**Task instructions**.
Using the records below, give again exactly the lines from the line that contains "(diff shortened: 1 of 2 files shown)" through the line that contains "The root cause", both ends included, and only those.

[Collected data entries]
PR #1497, opened 2026-03-20
fix: allow dynamic-list item shorthand in text templates

saschabuehrle:
## Bug
Fixes #1496. Inside dynamic list items, `{{field}}` currently resolves only against top-level form data. Item properties are only available via `{{this.field}}`.

## Fix
- In `buildExpressionContext`, spread the current `this` item object into the expression context.
- Keep top-level form data precedence to avoid breaking existing forms where the same key exists globally.
- Added regression tests for both shorthand item access and conflict precedence behavior.

## Validation
- Built viewer package successfully (`npm run build --workspace @bpmn-io/form-js-viewer`).
- Ran viewer test suite in this environment; existing unrelated locale/time-based failures remain, while the new util/expressions assertions pass.

Greetings, saschabuehrle

### DIFF
--- a/packages/form-js-viewer/src/util/expressions.js
+++ b/packages/form-js-viewer/src/util/expressions.js
@@ -10,8 +10,11 @@ import { wrapObjectKeysWithUnderscores } from './simple';
 export function buildExpressionContext(context) {
   const { data, ...specialContextKeys } = context;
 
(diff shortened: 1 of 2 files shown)


barmac:
Hi @saschabuehrle, we'd need you to sign the CLA before we can review & merge your changes.

philippfromme:
@saschabuehrle could you sign the CLA so we can move forward?

PR #1504, opened 2026-04-21
fix(playground): drop unused second arg from domClasses calls

Skaiir:
## Summary

`min-dom`'s `classes` helper accepts a single element. The `document.body` second argument passed in four `domClasses(container, document.body)` calls inside `JSONEditor.js` is silently ignored — dead code since introduction.

## Root cause

Likely a misremembering of a different `min-dom` helper signature. The helper's implementation uses only the first arg, so behavior is unchanged; this is a cleanup rather than a visible bug fix.

## Test plan

- [ ] `npm test` in `packages/form-js-playground` stays green
- [ ] Manual: open the playground, edit JSON — editor class toggling (`fjs-json-editor`, `fjs-cm-no-lint`) still works


nikku:
Looks ready to merge :star:

PR #1511, opened 2026-05-11
fix(form): render number field with value 0 set after initial render

### LINKED ISSUE #1510: Number field renders empty when value updates to `0` after initial render
### Describe the Bug

When a number field's value transitions to `0` *after* the initial render (for example when input data is re-imported in the form playground, or when async data populates the form), the field displays as empty and the submitted output becomes `null`.

The root cause is a falsy-value check in the outer-value sync path: `(value && value.toString()) || ''` evaluates to `''` for `value === 0`, which then sanitizes to `null`.

### Steps to Reproduce

1. Open the playground with a form containing a number field with key `amount`.
2. Leave the input data empty initially.
3. Update the input data to `{ "amount": 0 }`.
4. Observe that the number field renders empty.
5. Observe that the output data shows `"amount": null`.

### Expected Behavior

The number field should render `0` and the output data should contain `"amount": 0`.

The same expectation applies to the `serializeToString` mode for arbitrary precision: the displayed and submitted value must preserve the incoming string (e.g. `"0"` or `"123.233333333333333333333"`).

### Environment

- Library version: 1.21.3

Skaiir:
Closes #1510

The number field used `(value && value.toString()) || ''` to mirror outer value changes into local state, which collapses `0` to `''` and then sanitizes to `null`. The bug only surfaces when the value transitions to `0` *after* the initial render (e.g. async data load or playground re-import), since `useState(value)` captures the initial value directly and bypasses the outer-sync path.

Extracted the conversion into `serializeToInputString` to keep the contract explicit: `null`/`undefined` map to `''`, everything else passes through `.toString()`.

### DIFF
--- a/packages/form-js-editor/test/spec/features/properties-panel/PropertiesPanel.spec.js
+++ b/packages/form-js-editor/test/spec/features/properties-panel/PropertiesPanel.spec.js
@@ -3,6 +3,7 @@ import * as sinon from 'sinon';
 import { act, fireEvent, render, screen, waitFor } from '@testing-library/preact/pure';
 
 import { query as domQuery } from 'min-dom';
+import { set } from 'min-dash';
 
 import { OPTIONS_SOURCES, OPTIONS_SOURCES_DEFAULTS } from '@bpmn-io/form-js-viewer';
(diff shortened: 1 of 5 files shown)


nikku (approved):
Thanks! Solid fix + test coverage.

Issue #1169, opened 2024-04-28
How to translate form-js


kimatelier622:
How to support  Internationalization (i18n) ?

### Environment

- Host (Browser/Node version), if applicable: [e.g. MS Edge 18, Chrome 69, Node 10 LTS]
- OS: [e.g. Windows 7]
- Library version: [e.g. 2.0.0]

Ken-Scofield:
@Skaiir, Can you provide a demo?

Skaiir:
@Ken-Scofield fyi Niklas no longer maintains the project officially (though of course this is open source so he's still free to contribute :D).

So, depends if you want to internationalize the app or the form itself.

For the app, we currently don't support internationalization. See https://github.com/bpmn-io/form-js/issues/1055 for discussions. We're also in the middle of a pretty large re-architecturing moving towards the next major so it's probably not the right time to start. But we have it in mind for the future. We would mimic how it is done in [bpmn-js](https://github.com/bpmn-io/bpmn-js).

itzhouze:
> We're also in the middle of a pretty large re-architecturing moving towards the next major so it's probably not the right time to start. But we have it in mind for the future. We would mimic how it is done in [bpmn-js](https://github.com/bpmn-io/bpmn-js).

Hello everyone, we are also interested in a translation solution and are about to consider creating a fork of the form-js project in order to incorporate a translation logic.

This would of course make little sense if you are considering incorporating a translation solution at the form-js level and are also working on a re-architecturing.

Is there any news about the major restructuring and when it will be ready for use?

Issue #1055, opened 2024-02-18
Request for Internationalization (i18n) Support to Facilitate Localization


JhonRiveroLinktic:
### Is your feature request related to a problem? Please describe.

Yes, the current limitation is that form-js does not support internationalization (i18n), making it challenging to localize forms for users in non-English speaking regions. This situation can be frustrating for developers aiming to create multilingual applications that serve a global audience. The lack of i18n support restricts the usability and accessibility of forms created with form-js for users who do not speak English.

### Describe the solution you'd like

I propose the addition of internationalization (i18n) support in form-js, which would include:

The ability to translate all user interface texts (field labels, error messages, buttons, etc.) into different languages.
A simple way for developers to add their own language files, making it easy to customize and extend the available translations based on their application's needs.
An option to change the language at runtime, allowing users to select their preferred language, enhancing the user experience and accessibility.
This feature would allow form-js to be more inclusive and accessible to a broader audience, significantly improving the user experience in multilingual settings.

### Describe alternatives you've considered

As an alternative, developers could manually override UI texts after the form has been rendered, but this approach is cumbersome and not scalable. It requires additional coding and maintenance effort, especially when dealing with complex forms or multiple languages.

Another alternative is to fork the form-js project and implement i18n support independently. However, this approach would mean diverging from the main project and missing out on future updates and improvements made by the original form-js team.

### Additional context

The addition of i18n support would align form-js with other modern web libraries and frameworks that prioritize accessibility and global usability. This feature would not only benefit developers looking to create more accessible and user-friendly applications but also support the global vision of web inclusivity.

christian-konrad:
Hi @JhonRiveroLinktic , thank you for opening this issue!

We are currently looking into i18n support from a broader lens.
I am curious about your current or targeted setup.

Do you use or plan to use form-js inside of Camunda, or in a custom application?
Do you already use i18n libraries? What library integration would you favor to be supported by form-js?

**Answer for the task**.
(diff shortened: 1 of 2 files shown)


barmac:
Hi @saschabuehrle, we'd need you to sign the CLA before we can review & merge your changes.

philippfromme:
@saschabuehrle could you sign the CLA so we can move forward?

PR #1504, opened 2026-04-21
fix(playground): drop unused second arg from domClasses calls

Skaiir:
## Summary

`min-dom`'s `classes` helper accepts a single element. The `document.body` second argument passed in four `domClasses(container, document.body)` calls inside `JSONEditor.js` is silently ignored — dead code since introduction.

## Root cause

Likely a misremembering of a different `min-dom` helper signature. The helper's implementation uses only the first arg, so behavior is unchanged; this is a cleanup rather than a visible bug fix.

## Test plan

- [ ] `npm test` in `packages/form-js-playground` stays green
- [ ] Manual: open the playground, edit JSON — editor class toggling (`fjs-json-editor`, `fjs-cm-no-lint`) still works


nikku:
Looks ready to merge :star:

PR #1511, opened 2026-05-11
fix(form): render number field with value 0 set after initial render

### LINKED ISSUE #1510: Number field renders empty when value updates to `0` after initial render
### Describe the Bug

When a number field's value transitions to `0` *after* the initial render (for example when input data is re-imported in the form playground, or when async data populates the form), the field displays as empty and the submitted output becomes `null`.

The root cause is a falsy-value check in the outer-value sync path: `(value && value.toString()) || ''` evaluates to `''` for `value === 0`, which then sanitizes to `null`.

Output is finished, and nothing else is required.